A new class of cancer treatments that unleash the power of the immune system on tumors may depend on some unlikely allies. Two studies of mice in this week's issue of Science demonstrate that the gut microbiome—the swarms of microorganisms dwelling in the intestines—determines how effective these cancer immunotherapies are.
Known as checkpoint inhibitors, the therapies foil one of cancer's devious survival tricks: its ability to turn off the immune response that might otherwise attack tumor cells. Yet despite their promise, the drugs so far only help a minority of people with cancer. Researchers have suspected that genetic differences between patients might explain the varying responses, notes molecular biologist Scott Bultman of the University of North Carolina School of Medicine in Chapel Hill. The new results are encouraging, he says, because “it's easier to change your gut microbiota than your genome.”
Checkpoint inhibitors target molecules that are key to cancer's immune-blocking effect. Some tumor cells stimulate CTLA4, a receptor on T cells that dials down their activity; others don a protein called PD-L1 that stifles potential T cell attackers. Ipilimumab, a monoclonal antibody that in 2011 became the first checkpoint inhibitor to receive Food and Drug Administration approval, blocks CTLA4, whereas other therapies, such as nivolumab and pembrolizumab, target PD-L1 or its receptor.

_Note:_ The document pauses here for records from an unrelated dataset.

PR #2014, opened 2021-01-28
More flexible caching approach for Reporting data

rsanheim:

## Because

Trying out a more granular / more flexible approach to grabbing per-period values from a cache.

The ControlRateService is caching too much data in one key, and also doesn't let us grab data for multiple regions at once.

## Explanation

This creates a [Repository](zero) layer that controllers or services can ask for particular data points from. The Repository is responsible for handling the caching and grabbing the data, so that calling code doesn't need to worry about that.

The only require the Repository has is that callers specify 1 to many regions and 1 to many periods that they are interested in...then they can ask for whatever data the Repository supports.

Currently that is just controlled, uncontrolled, an no bp measure counts.

The interface is shaping up nicely here, and it makes it **much** easier to grab _just_ the data you need in a cache MGETs, as opposed to grabbing giant chunks of data and then slicing out the numbers you care about.

### Before deploy

past 2 days of [reports traces](https://app.datadoghq.com/apm/traces?end=1612933891948&index=apm-search&paused=false&query=env%3Aproduction%20service%3Asimple_server%20operation_name%3Arack.request%20resource_name%3A%22Reports%3A%3ARegionsController%23show%22&saved_view=207987&start=1612761091948&storage=hot&streamTraces=true)

image


app/models/reports/repository.rb
```diff
@@ -0,0 +1,100 @@
...
+      else
+        periods.to_a
+      end
+    end
+
+    attr_reader :regions, :periods
+    attr_reader :regions_by_id
+    delegate :cache, :logger, to: Rails
+
+    class CacheKey
```
rsanheim, line 18: This handles extracting out pieces of the cache key that we need for the queries.

app/models/reports/repository.rb
```diff
@@ -0,0 +1,100 @@
...
+      end
+    end
+
+    def lookup_region(id)
+      @regions_by_id.fetch(id)
+    end
+
+    def controlled_patients_info
+      keys = cache_keys(:controlled_patients_info)
+      cached_results = cache.fetch_multi(*keys) { |key|
```
rsanheim, line 43: This does the Redis MGET -- any keys **not** found in the cache is yielded to the block.

app/models/reports/repository.rb
```diff
@@ -0,0 +1,100 @@
...
+      cached_results.each_with_object({}) do |(key, count), results|
+        cache_key = CacheKey.new(key)
+        results[cache_key.slug] ||= Hash.new(0)
+        results[cache_key.slug][cache_key.period] = count
+      end
+    end
+
+    def cache_keys(operation)
+      combinations = regions.to_a.map(&:cache_key_v2).product(periods.map(&:cache_key))
+      combinations.map { |region_key, period_key| [region_key, period_key, operation].join("/") }
```
rsanheim, line 73: We need to know all possible permutations of cache keys to get.

app/models/reports/repository.rb
```diff
@@ -0,0 +1,100 @@
...
+    end
+
+    def controlled_patients_for(region, period)
```
rsanheim, line 76: All the below should probably be extracted to a new Query object, so that we can consolidate the logic from here and from the ControlRateService.

rsanheim (commented):
Some notes...

app/models/reports/repository.rb
prabhanshuguptagit: Been thinking about this for a while: We should port the query objects to support the new `Period` interface.

prabhanshuguptagit (commented):
This looks p good! I think being able to slice through regions and periods **consistently** is going to be a huge win. Mostly some minor thoughts on refactoring the cache logic. Apologies for throwing in a couple of large picture-y questions, mostly curious about what other ways we can achieve this interface.

app/models/reports/repository.rb
rsanheim: yeah, the old query has a few problems that prevented me from reusing it:

* it doesn't support regions
* it doesn't support the Period model
* it assumes you want to start from current period and always retrieve the last n periods
* it applies a `recorded_at` where clause to monthly_patients that we don't want 

I think we should extract the new queries for reuse and move away from the old ones.

app/models/reports/repository.rb
```diff
@@ -0,0 +1,100 @@
+module Reports
+  class Repository
```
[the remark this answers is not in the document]
rsanheim: > * Have numbers be first class entities (Think `Reports::ControlRate`, `Reports::Registrations`). These can be independently cached and the controller can pull numbers straight from them. I think this might make it easier to trace numbers from view to the query (which is a bit hard right now). This has some overlap with dismantling `result.rb`.

Yup, I think something like this definitely makes sense.

app/models/reports/cache_key_v2.rb
```diff
@@ -0,0 +1,7 @@
+module Reports
+  module CacheKeyV2
+    def cache_key_v2
```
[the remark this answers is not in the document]
rsanheim: yeah I'm just sketching this API out right now, I mostly want to distinguish it from the existing `cache_key` methods which are different and shouldn't be changed right now.

app/models/reports/repository.rb
```diff
@@ -0,0 +1,68 @@
...
+    attr_reader :with_exclusions
+
+    delegate :cache, :logger, to: Rails
+
+    def controlled_patients_count
+      items = cache_keys(:controlled_patients_count)
+      cached_results = cache.fetch_multi(*items, force: force_cache?) { |item|
+        control_rate_query.controlled(item.region, item.period, with_exclusions: with_exclusions).count
+      }
+      cached_results.each_with_object({}) do |(item, count), results|
```
kpethtel, line 26: Might be worth extracting this into a method, given that we do it three times.

app/models/reports/repository.rb
```diff
@@ -0,0 +1,100 @@
+module Reports
+  class Repository
+    def initialize(regions, periods:)
+      @regions = Array(regions)
```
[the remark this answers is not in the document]
rsanheim: This will enforce that for us -- if you pass in an array it remains an array.  If you pass in one region, it makes it into an array.

I'd like clients to be able to pass either either and not have to worry about, as there are lots of case where we want to do both.

app/models/reports/repository.rb
```diff
@@ -0,0 +1,100 @@
...
+      @regions_by_id = @regions.map { |r| [r.id, r] }.to_h
+
+      @periods = if periods.is_a?(Period)
+        Range.new(periods, periods).to_a
+      else
+        periods.to_a
+      end
```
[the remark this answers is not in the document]
rsanheim: Same here, we definitely want a single period for things like my facilities pages.

rsanheim (commented):
more notes

app/queries/control_rate_query.rb
```diff
@@ -0,0 +1,44 @@
...
+      .where(assigned_facility_id: region.facilities)
+      .where(year: quarter.year, quarter: quarter.number)
+      .where("patient_recorded_at >= ? and patient_recorded_at <= ?", cohort_quarter.beginning_of_quarter, cohort_quarter.end_of_quarter)
+      .order("patient_id, bp_recorded_at DESC, bp_id")
+  end
+
+  def bp_monthly_query(region, period, with_exclusions)
+    control_range = period.blood_pressure_control_range
+    # We need to avoid the default scope to avoid ambiguous column errors, hence the `with_discarded`
+    # Note that the deleted_at scoping piece is applied when the SQL view is created, so we don't need to worry about it here
```
kpethtel, line 34: I'm not sure I fully understand this comment, but wouldn't `unscoped` also avoid the default scope?

spec/queries/control_rate_query_spec.rb
```diff
@@ -0,0 +1,117 @@
...
+
+      expect(may).to eq(1)
+      expect(june).to eq(1)
+      expect(july).to eq(1)
+      expect(august).to eq(0)
+    end
+  end
+
+  context "quarterly period" do
+    it "returns counts for patients registered in the previous quarter" do
```
kpethtel, line 81: Does this really mean it returns counts for the _previous_ quarter? It seems like this test shows that querying for Q4 does not return the count for registrations in Q3.

kpethtel (approved):
This is a real mountain of work. Very impressive.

Ipilimumab often triggers colitis, an inflammation of the large intestine, where part of our microbiome lives. This side effect suggested that checkpoint inhibitors could interact with the microbiome. To figure out whether they do, oncoimmunologist Laurence Zitvogel of the Gustave Roussy Cancer Campus in Villejuif, France, and colleagues tracked the growth of tumors implanted into mice lacking intestinal bacteria. They found that an antibody that blocks CTLA4 was less powerful in the animals.
The key missing microbes appeared to be bacteria in the Bacteroides and Burkholderia genera. Feeding those organisms to the microbe-free mice, either in pure form or in Bacteroides-rich feces from certain ipilimumab-treated patients, strengthened the animals' response to a CTLA4-inhibiting antibody. “Our immune system can be mobilized by the trillions of bacteria we have in our gut,” Zitvogel says.
A second team led by immunologist Thomas Gajewski of the University of Chicago in Illinois came to a similar conclusion after noticing that melanoma tumors grew slower in mice from one supplier than in mice from another. Caging the mice together so that their microbiomes could homogenize erased the difference in tumor growth, indicating that the bacteria in one set of mice had been aiding their immune system. This team pinpointed members of the genus Bifidobacterium as an immune helper: Feeding mice a probiotic that contains several Bifidobacterium species increased the efficiency of a PD-L1–blocking antibody against tumors.
The fact that the two teams implicated different bacterial groups doesn't worry microimmunologist Christian Jobin of the University of Florida College of Medicine in Gainesville. “Different drugs, different bugs, but the same endpoint,” he says.
Exactly how the microbiome bolsters the drugs remains unclear. Still, the discovery “opens up novel ways to potentially augment therapy,” says Cynthia Sears, an infectious disease specialist at Johns Hopkins School of Medicine in Baltimore, Maryland. Doctors could, for example, try to beef up antitumor responses with probiotics, although Zitvogel notes that regulatory agencies haven't approved their use for cancer patients.